Harpagon, viens, maintenant, ne force pas les gens à te dire ce qui est inutile, et
consentement, comme moi, à ce double mariage.

HARPAGON : Pour être bien conseillé, je dois voir ma cassette.

CLEANTE : Vous le verrez sain et sauf.

HARPAGON : Je n'ai pas d'argent à donner à mes enfants pour se marier.

ANSELME : Peu importe, j'en ai ; ne te laisse pas troubler par cela. Es-tu satisfait ?

HARPAGON : Oui, à condition que vous me commandiez un nouveau costume pour le mariage.

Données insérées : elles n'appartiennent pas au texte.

PR #671, opened 2025-10-17
notification refactor to fix theme combinations

kkellydesign:
## One-line summary
This fixes the themes for the notifications when icons are in use. This refactors the components to rely more heavily on CSS variables, in order to see all of the variations in one place in the code. 

image

### DIFF
--- a/media/css/cms/flare-notification.css
+++ b/media/css/cms/flare-notification.css
@@ -5,8 +5,6 @@
 */
 
 
-/* Negative margin used to reduce the top spacing on the next block */
-
 :root {
     --notification-bg: light-dark(var(--blue-light-blue), var(--blue-light-blue));
     --notification-color: var(--neutrals-charcoal);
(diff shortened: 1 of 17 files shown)


media/css/cms/flare-notification.css
```diff
@@ -1,3 +1,17 @@
+/*
+* This Source Code Form is subject to the terms of the Mozilla Public
+* License, v. 2.0. If a copy of the MPL was not distributed with this
+* file, You can obtain one at https://mozilla.org/MPL/2.0/.
+*/
+
+
+/* Negative margin used to reduce the top spacing on the next block */
```
stephaniehobson: Can this comment be moved to be next to the negative margin declaration it references?

media/css/cms/flare-notification.css
```diff
@@ -125,57 +142,11 @@
...
-
-.notification-black {
-    background: var(--neutrals-charcoal);
-}
-
-.notification-white {
-    background: light-dark(var(--neutrals-white), var(--neutrals-ash));
-}
-
 .notification-outline {
```
stephaniehobson: The tests are complaining because you defined this twice. Possible fixes: move the border declaration up to line 91. Add a comment ignoring this rule.

I'm not usually a fan of ignoring rules but sometimes it makes sense to because it make the file more human readable but I think in this case grouping them together on line 91 makes sense.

ANSELME : D'accord ! Allons profiter des bénédictions que ce jour heureux nous apporte.

POLICIER : Arrêtez, Messieurs, arrêtez ; doucement, s'il vous plaît. Qui va me payer pour mon écriture ?

HARPAGON : Nous n'avons rien à voir avec votre écriture.

AGENT DE POLICE : En effet ! et pourtant, je ne prétends pas l'avoir fait pour rien.

HARPAGON : (montrant MAÎTRE JACQUES). Voici un gars que vous pouvez pendre en paiement !

MAÎTRE JACQUES 2 : Hélas ! que doit-on faire ? Je reçois une bonne raclée pour avoir dit
la vérité, et maintenant ils me pendraient pour avoir menti.

ANSELME : Monsieur Harpagon, vous devez lui pardonner ce morceau d'imposture.

HARPAGON : Vous payerez l'agent alors ?

ANSELME : Qu'il en soit ainsi. Allons vite, mes enfants, partager notre joie avec votre mère !

HARPAGON : Et moi pour voir mon cher coffret.